[Dataset entries]
%%

PR #3595, opened 2017-02-14
DE2723 Handle other households properly

silbermm:
Changed translation layer to look at other members from the Contacts_Households table instead of Other_Households.

### DIFF
--- a/Gateway/MinistryPlatform.Translation/Repositories/ContactRepository.cs
+++ b/Gateway/MinistryPlatform.Translation/Repositories/ContactRepository.cs
@@ -206,20 +206,41 @@ namespace MinistryPlatform.Translation.Repositories
             }).ToList();
             return family;
         }
-
-        public List<MpHouseholdMember> GetOtherHouseholdMembers(int contactId)
+        
+        /// <summary>
+        /// Get the Other/Former members of a particular household
+        /// </summary>
+        /// <param name="householdId">the householdId of the household where you want the other members</param>
+        /// <returns> a list of MpHouseholdMember </returns>
+        public List<MpHouseholdMember> GetOtherHouseholdMembers(int householdId)
         {
             var token = ApiLogin();
-            var householdMembers = new List<MpHouseholdMember>();
-            var otherHouseholds = _ministryPlatformService.GetSubpageViewRecords("OtherHouseholds", contactId, token);
-            foreach (var house in otherHouseholds)
+            var filter = $"Contact_Households.Household_ID = {householdId}";
+            var columns = new List<string>
             {
-                var houseId = (int) house["Household_ID"];
-                householdMembers.AddRange(GetHouseholdFamilyMembers(houseId));
-            }
+                "Contact_Households.Contact_ID",
+                "Contact_Households.Household_ID",
+                "Contact_Households.Household_Position_ID",
+                "Household_Position_ID_Table.Household_Position",
+                "Contact_ID_Table.First_Name",
+                "Contact_ID_Table.Nickname",
+                "Contact_ID_Table.Last_Name",
+                "Contact_ID_Table.Date_of_Birth",
+                "Contact_ID_Table.__Age"
+            };
+            var result = _ministryPlatformRest.UsingAuthenticationToken(token).Search<MpContactHousehold>(filter, columns);
+            var householdMembers = result.Select((hm) => new MpHouseholdMember
+            {
+                Age = hm.Age ?? 0,
+                ContactId = hm.ContactId,
+                DateOfBirth = hm.DateOfBirth ?? new DateTime(),
+                FirstName = hm.FirstName,
+                LastName = hm.LastName,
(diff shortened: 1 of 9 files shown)


Gateway/MinistryPlatform.Translation/Repositories/ContactRepository.cs
```diff
@@ -206,20 +206,41 @@ public List<MpHouseholdMember> GetHouseholdFamilyMembers(int householdId)
...
         {
             var token = ApiLogin();
-            var householdMembers = new List<MpHouseholdMember>();
-            var otherHouseholds = _ministryPlatformService.GetSubpageViewRecords("OtherHouseholds", contactId, token);
-            foreach (var house in otherHouseholds)
-            {
-                var houseId = (int) house["Household_ID"];
-                householdMembers.AddRange(GetHouseholdFamilyMembers(houseId));
-            }
+            var filter = $"Contact_Households.Household_ID = {householdId}";
```
andycanterbury: Contact_Households has an End_Date field. I think we should account for that in the filter too.

Gateway/MinistryPlatform.Translation/Repositories/ContactRepository.cs
```diff
@@ -206,20 +206,41 @@ public List<MpHouseholdMember> GetHouseholdFamilyMembers(int householdId)
...
+                "Contact_ID_Table.First_Name",
+                "Contact_ID_Table.Nickname",
+                "Contact_ID_Table.Last_Name",
+                "Contact_ID_Table.Date_of_Birth",
+                "Contact_ID_Table.__Age"
+            };
+            var result = _ministryPlatformRest.UsingAuthenticationToken(token).Search<MpContactHousehold>(filter, columns);
+            var householdMembers = result.Select((hm) => new MpHouseholdMember
+            {
+                Age = hm.Age ?? 0,
```
andycanterbury: Does putting 0 in for age cause any issues elsewhere? I know sometimes we assume if we don't have an age for someone then they are an adult. Does a 0 throw off that code?

Gateway/MinistryPlatform.Translation/Repositories/ContactRepository.cs
```diff
@@ -206,20 +206,41 @@ public List<MpHouseholdMember> GetHouseholdFamilyMembers(int householdId)
...
+                ContactId = hm.ContactId,
+                DateOfBirth = hm.DateOfBirth ?? new DateTime(),
```
andycanterbury: Same here. Does having a new datetime as a birthdate mess up any code elsewhere in the system? Would a nullable be better here?

Gateway/crds-angular/Services/CampService.cs
```diff
@@ -198,7 +196,7 @@ public void SaveCamperEmergencyContactInfo(List<CampEmergencyContactDTO> emergen
         {
             var loggedInContact = _contactRepository.GetMyProfile(token);
             var family = _contactRepository.GetHouseholdFamilyMembers(loggedInContact.Household_ID);
-            family.AddRange(_contactRepository.GetOtherHouseholdMembers(loggedInContact.Contact_ID));
+            family.AddRange(_contactRepository.GetOtherHouseholdMembers(loggedInContact.Household_ID));
```
andycanterbury: Not your fault and I don't expect it to be cleaned up now, but this needs to be DRYed up. We do this getting family and other family over and over and over again in this service...

Gateway/MinistryPlatform.Translation/Repositories/ContactRepository.cs
```diff
@@ -17,7 +17,7 @@ namespace MinistryPlatform.Translation.Repositories
     public class ContactRepository : BaseRepository, IContactRepository
     {
         private readonly int _addressesPageId;
-        private readonly IConfigurationWrapper _configurationWrapper;
+        //private readonly IConfigurationWrapper _configurationWrapper;
```
andycanterbury: Remove if no longer needed.

Gateway/MinistryPlatform.Translation/Repositories/ContactRepository.cs
```diff
@@ -35,7 +35,7 @@ public ContactRepository(IMinistryPlatformService ministryPlatformService, IAuth
             : base(authenticationService, configuration)
         {
             _ministryPlatformService = ministryPlatformService;
-            _configurationWrapper = configuration;
+            //_configurationWrapper = configuration;
```
andycanterbury: Remove if not needed.

Gateway/MinistryPlatform.Translation/Repositories/ContactRepository.cs
```diff
@@ -35,7 +35,7 @@ public ContactRepository(IMinistryPlatformService ministryPlatformService, IAuth
             : base(authenticationService, configuration)
```
andycanterbury: If the configuration wrapper isn't needed anymore, do we need to remove something here?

%%

◆ **ABOUT THIS EXERCISE**
Exactly as written, transcribe each line of the data.

◆ **YOUR RESPONSE**
PR #3595, opened 2017-02-14
DE2723 Handle other households properly

silbermm:
Changed translation layer to look at other members from the Contacts_Households table instead of Other_Households.

### DIFF
--- a/Gateway/MinistryPlatform.Translation/Repositories/ContactRepository.cs
+++ b/Gateway/MinistryPlatform.Translation/Repositories/ContactRepository.cs
@@ -206,20 +206,41 @@ namespace MinistryPlatform.Translation.Repositories
             }).ToList();
             return family;
         }
-
-        public List<MpHouseholdMember> GetOtherHouseholdMembers(int contactId)
+        
+        /// <summary>
+        /// Get the Other/Former members of a particular household
+        /// </summary>
+        /// <param name="householdId">the householdId of the household where you want the other members</param>
+        /// <returns> a list of MpHouseholdMember </returns>
+        public List<MpHouseholdMember> GetOtherHouseholdMembers(int householdId)
         {
             var token = ApiLogin();
-            var householdMembers = new List<MpHouseholdMember>();
-            var otherHouseholds = _ministryPlatformService.GetSubpageViewRecords("OtherHouseholds", contactId, token);
-            foreach (var house in otherHouseholds)
+            var filter = $"Contact_Households.Household_ID = {householdId}";
+            var columns = new List<string>
             {
-                var houseId = (int) house["Household_ID"];
-                householdMembers.AddRange(GetHouseholdFamilyMembers(houseId));
-            }
+                "Contact_Households.Contact_ID",
+                "Contact_Households.Household_ID",
+                "Contact_Households.Household_Position_ID",
+                "Household_Position_ID_Table.Household_Position",
+                "Contact_ID_Table.First_Name",
+                "Contact_ID_Table.Nickname",
+                "Contact_ID_Table.Last_Name",
+                "Contact_ID_Table.Date_of_Birth",
+                "Contact_ID_Table.__Age"
+            };
+            var result = _ministryPlatformRest.UsingAuthenticationToken(token).Search<MpContactHousehold>(filter, columns);
+            var householdMembers = result.Select((hm) => new MpHouseholdMember
+            {
+                Age = hm.Age ?? 0,
+                ContactId = hm.ContactId,
+                DateOfBirth = hm.DateOfBirth ?? new DateTime(),
+                FirstName = hm.FirstName,
+                LastName = hm.LastName,
(diff shortened: 1 of 9 files shown)


Gateway/MinistryPlatform.Translation/Repositories/ContactRepository.cs
```diff
@@ -206,20 +206,41 @@ public List<MpHouseholdMember> GetHouseholdFamilyMembers(int householdId)
...
         {
             var token = ApiLogin();
-            var householdMembers = new List<MpHouseholdMember>();
-            var otherHouseholds = _ministryPlatformService.GetSubpageViewRecords("OtherHouseholds", contactId, token);
-            foreach (var house in otherHouseholds)
-            {
-                var houseId = (int) house["Household_ID"];
-                householdMembers.AddRange(GetHouseholdFamilyMembers(houseId));
-            }
+            var filter = $"Contact_Households.Household_ID = {householdId}";
```
andycanterbury: Contact_Households has an End_Date field. I think we should account for that in the filter too.

Gateway/MinistryPlatform.Translation/Repositories/ContactRepository.cs
```diff
@@ -206,20 +206,41 @@ public List<MpHouseholdMember> GetHouseholdFamilyMembers(int householdId)
...
+                "Contact_ID_Table.First_Name",
+                "Contact_ID_Table.Nickname",
+                "Contact_ID_Table.Last_Name",
+                "Contact_ID_Table.Date_of_Birth",
+                "Contact_ID_Table.__Age"
+            };
+            var result = _ministryPlatformRest.UsingAuthenticationToken(token).Search<MpContactHousehold>(filter, columns);
+            var householdMembers = result.Select((hm) => new MpHouseholdMember
+            {
+                Age = hm.Age ?? 0,
```
andycanterbury: Does putting 0 in for age cause any issues elsewhere? I know sometimes we assume if we don't have an age for someone then they are an adult. Does a 0 throw off that code?

Gateway/MinistryPlatform.Translation/Repositories/ContactRepository.cs
```diff
@@ -206,20 +206,41 @@ public List<MpHouseholdMember> GetHouseholdFamilyMembers(int householdId)
...
+                ContactId = hm.ContactId,
+                DateOfBirth = hm.DateOfBirth ?? new DateTime(),
```
andycanterbury: Same here. Does having a new datetime as a birthdate mess up any code elsewhere in the system? Would a nullable be better here?

Gateway/crds-angular/Services/CampService.cs
```diff
@@ -198,7 +196,7 @@ public void SaveCamperEmergencyContactInfo(List<CampEmergencyContactDTO> emergen
         {
             var loggedInContact = _contactRepository.GetMyProfile(token);
             var family = _contactRepository.GetHouseholdFamilyMembers(loggedInContact.Household_ID);
-            family.AddRange(_contactRepository.GetOtherHouseholdMembers(loggedInContact.Contact_ID));
+            family.AddRange(_contactRepository.GetOtherHouseholdMembers(loggedInContact.Household_ID));
```
andycanterbury: Not your fault and I don't expect it to be cleaned up now, but this needs to be DRYed up. We do this getting family and other family over and over and over again in this service...

Gateway/MinistryPlatform.Translation/Repositories/ContactRepository.cs
```diff
@@ -17,7 +17,7 @@ namespace MinistryPlatform.Translation.Repositories
     public class ContactRepository : BaseRepository, IContactRepository
     {
         private readonly int _addressesPageId;
-        private readonly IConfigurationWrapper _configurationWrapper;
+        //private readonly IConfigurationWrapper _configurationWrapper;
```
andycanterbury: Remove if no longer needed.

Gateway/MinistryPlatform.Translation/Repositories/ContactRepository.cs
```diff
@@ -35,7 +35,7 @@ public ContactRepository(IMinistryPlatformService ministryPlatformService, IAuth
             : base(authenticationService, configuration)
         {
             _ministryPlatformService = ministryPlatformService;
-            _configurationWrapper = configuration;
+            //_configurationWrapper = configuration;
```
andycanterbury: Remove if not needed.

Gateway/MinistryPlatform.Translation/Repositories/ContactRepository.cs
```diff
@@ -35,7 +35,7 @@ public ContactRepository(IMinistryPlatformService ministryPlatformService, IAuth
             : base(authenticationService, configuration)
```
andycanterbury: If the configuration wrapper isn't needed anymore, do we need to remove something here?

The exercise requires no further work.